„HeideHerzen“: Weihnachtspost-Aktion gegen die Einsamkeit

Lehrerin Elisabeth Okon und Medizinstudent Marcel Borchert wollen mit ihrem Projekt an Menschen erinnern, die in der Gesellschaft allzu häufig vergessen werden

„HeideHerzen“: Weihnachtspost-Aktion gegen die Einsamkeit

Weihnachten steht für Einkehr, Besinnung und schöne Stunden im Kreise der Familie. Doch für einige Einwohnerinnen und Einwohner des Heidekreises ist das keine Selbstverständlichkeit. Insbesondere viele Menschen in den 23 Senioren- und Pflegeheimen im Heidekreis drohen, vergessen zu werden. Das Projekt „HeideHerzen“, initiiert von Lehrerin Elisabeth Okon und Medizinstudent Marcel Borchert, geht auf diese Problematik ein und schafft eine Möglichkeit für alle, in der Weihnachtszeit etwas Gutes zu tun.
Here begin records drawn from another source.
PR #797, opened 2021-05-02
Updated Media notification for Android 11.

spauldhaliwal:
Makes the required changes so that media session notifications conform to the new standard set in Android 11.
(https://developer.android.com/guide/topics/media/media-controls)

Some of the notification icons have been updated to more modern material design standards

Added permanent step skipping buttons in expanded notifications only

Rounded corners of notification artwork to fit in better with other modern android notifications / apps.

### DIFF
--- a/app/src/main/java/org/xbmc/kore/service/NotificationObserver.java
+++ b/app/src/main/java/org/xbmc/kore/service/NotificationObserver.java
@@ -27,14 +27,13 @@ import android.content.res.Resources;
 import android.graphics.Bitmap;
 import android.graphics.drawable.Drawable;
 import android.os.Build;
-import android.preference.PreferenceManager;
+import android.support.v4.media.session.MediaSessionCompat;
 import androidx.core.app.NotificationCompat;
 import androidx.core.app.TaskStackBuilder;
-
+import androidx.media.app.NotificationCompat.MediaStyle;
 import com.squareup.picasso.Picasso;
 import com.squareup.picasso.Target;
 import org.xbmc.kore.R;
-import org.xbmc.kore.Settings;
 import org.xbmc.kore.host.HostConnectionObserver;
 import org.xbmc.kore.host.HostManager;
 import org.xbmc.kore.jsonrpc.notification.Player;
@@ -43,6 +42,7 @@ import org.xbmc.kore.jsonrpc.type.PlayerType;
 import org.xbmc.kore.ui.sections.remote.RemoteActivity;
 import org.xbmc.kore.utils.CharacterDrawable;
 import org.xbmc.kore.utils.LogUtils;
+import org.xbmc.kore.utils.RoundedTransformation;
 import org.xbmc.kore.utils.UIUtils;
 import org.xbmc.kore.utils.Utils;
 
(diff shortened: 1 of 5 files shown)


SyncedSynapse:
Thanks for contributing, and sorry for the delay.

I have a few comments:
1. Please configure you IDE to not automatically format or change existing whitespace. I don't claim that the codebase is "clean" or uniformly formatted, but if every PR formats whole files according to the submitter settings, it aggravates the uniformity issue and makes reviewing the PR harder; 
2. Does this PR works for you? On my device it never shows the notification. I'll point out in the code the lines i had to remove in order for this to show;
3. I don't fully agree with altering the play/pause icons. Using those icons but keeping the others (fwd, rwd, etc) is inconsistent, and it is inconsistent with the icons on the app, so please keep the standard play/pause icons. A change of icons would have to apply on more than the notification.
4. On my device i see no change regarding the rounded corners. This might be an issue with Samsung's skin, but in my device the artwork is already on the right side and the round corners of the notification are correctly applied, so i don't understand what is the difference here. A picture of before/after would help.

Some more comments in the code.

app/src/main/java/org/xbmc/kore/service/NotificationObserver.java
```diff
@@ -224,51 +230,83 @@ private void notifyPlaying(PlayerType.GetActivePlayersReturnType getActivePlayer
...
+                || getItemResult.type.equals(ListType.ItemsAll.TYPE_MOVIE)
+        ) {
+            builder.addAction(rewindIcon, service.getString(R.string.rewind), rewindPendingIntent) // #0
+                    .addAction(jumpBackIcon, service.getString(R.string.rewind), jumpBackPendingIntent) // #1
+                    .addAction(playPauseIcon, service.getString(R.string.play), playPausePendingIntent)  // #2
+                    .addAction(jumpForwardIcon, service.getString(R.string.fast_forward),
+                            jumpForwardPendingIntent) // #3
+                    .addAction(ffIcon, service.getString(R.string.fast_forward), ffPendingIntent)   // #4
+                    .setStyle(new androidx.media.app.NotificationCompat.MediaStyle()
+                            .setShowActionsInCompactView(1, 2, 3));
```
SyncedSynapse, line 290: The order of the buttons should be 
`jumpBack, rewind, play, ffwd, jumpFwd`
and the buttons shown on the compact view should be the 
`rewind, play, ffwd`
as that is the current default.

app/src/main/java/org/xbmc/kore/service/NotificationObserver.java
```diff
@@ -224,51 +230,83 @@ private void notifyPlaying(PlayerType.GetActivePlayersReturnType getActivePlayer
...
+        // Creates Media Style with MediaSession Token required to display
+        // media controls below quick settings in Android 11 and above.
+        if (Build.VERSION.SDK_INT >= 21) {
+            final MediaSessionCompat mediaSession = new MediaSessionCompat(this.service,
+                    "MediaService");
+            final MediaStyle mediastyle = new androidx.media.app.NotificationCompat.MediaStyle()
+                    .setMediaSession(mediaSession.getSessionToken());
+            builder.setStyle(mediastyle
+                    .setShowActionsInCompactView(1, 2, 3));
+        }
```
SyncedSynapse, line 308: I had to comment this block to make the notification appear. This is probably interfering with the previous code, as it is again setting the style on the builder, and at least my Android version doesn't like that.
This should be better integrated with the previous code somehow.

app/src/main/java/org/xbmc/kore/service/NotificationObserver.java
```diff
@@ -325,6 +364,7 @@ private void showNotification(Bitmap bitmap) {
             HostManager hostManager = HostManager.getInstance(service);
             hostManager.getPicasso()
                     .load(hostManager.getHostInfo().getImageUrl(poster))
+                    .transform((new RoundedTransformation(40, 0)))
```
SyncedSynapse, line 367: As i've said, i didn't see a difference. Is it possible to point it out.

tiagogaspar8:
This is a great feature and it would be amazing for it to be on Kore!
@spauldhaliwal could you help us get this merged into kore?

Auf der Internetseite heideherzen.de können Adressen von Senioren- und Pflegeheimen im Heidekreis angefordert werden, an die weihnachtliche Karten geschickt werden können. „Manche Menschen, die unter anderem in Seniorenheimen leben, sind scheinbar vergessen und fühlen sich insbesondere über die Feiertage einsam. Im hohen Alter schwindet die Zahl der Angehörigen und viele der Bewohnerinnen und Bewohner bekommen entsprechend weniger Besuch“, unterstreichen die Initiatoren der Aktion. Und weiter: „Gleich der tollen Fürsorge durch die Pflegeheime sind soziale Interaktionen vor allem auch durch die Corona-Pandemie stark eingeschränkt worden, zudem leben wir gerade in krisenbehafteten Zeiten mit drohender Inflation und schwerwiegenden Konflikten auf der Welt, unter anderem im Iran und der Ukraine. Es überfällt uns das Gefühl, all dem machtlos entgegen zu stehen.“

„Teilnahme an unserer Gesellschaft und Glück sind wichtige Bausteine für ein gesundes Leben - Aspekte, die das Projekt ‚HeideHerzen‘ berücksichtigt“, erklärt Marcel Borchert. Und Elisabeth Okon ergänzt: „Dabei geht es aber längst nicht nur um einen Gewinn für die Bewohnerinnen und Bewohner der Pflegeheime. Als Lehrerin glaube ich, dass das Projekt ‚HeideHerzen‘ für zum Beispiel Schulen gewinnbringend ist und Schülerinnen und Schüler für soziale Projekte sensibilisieren kann.“

Mitmachen kann aber jeder, egal ob aus dem Heidekreis kommend oder sich ihm verbunden fühlend. Der Fantasie darf bei der Gestaltung der Karten freier Lauf gelassen werden. Von Bunt- und Aquarellstiften bis hin zu Stickern ist alles erlaubt. Wichtig ist, groß und deutlich zu schreiben. Bewohner, die nicht mehr so gut sehen können, werden die Karten von den Pflegerinnen und Pflegern vorgelesen.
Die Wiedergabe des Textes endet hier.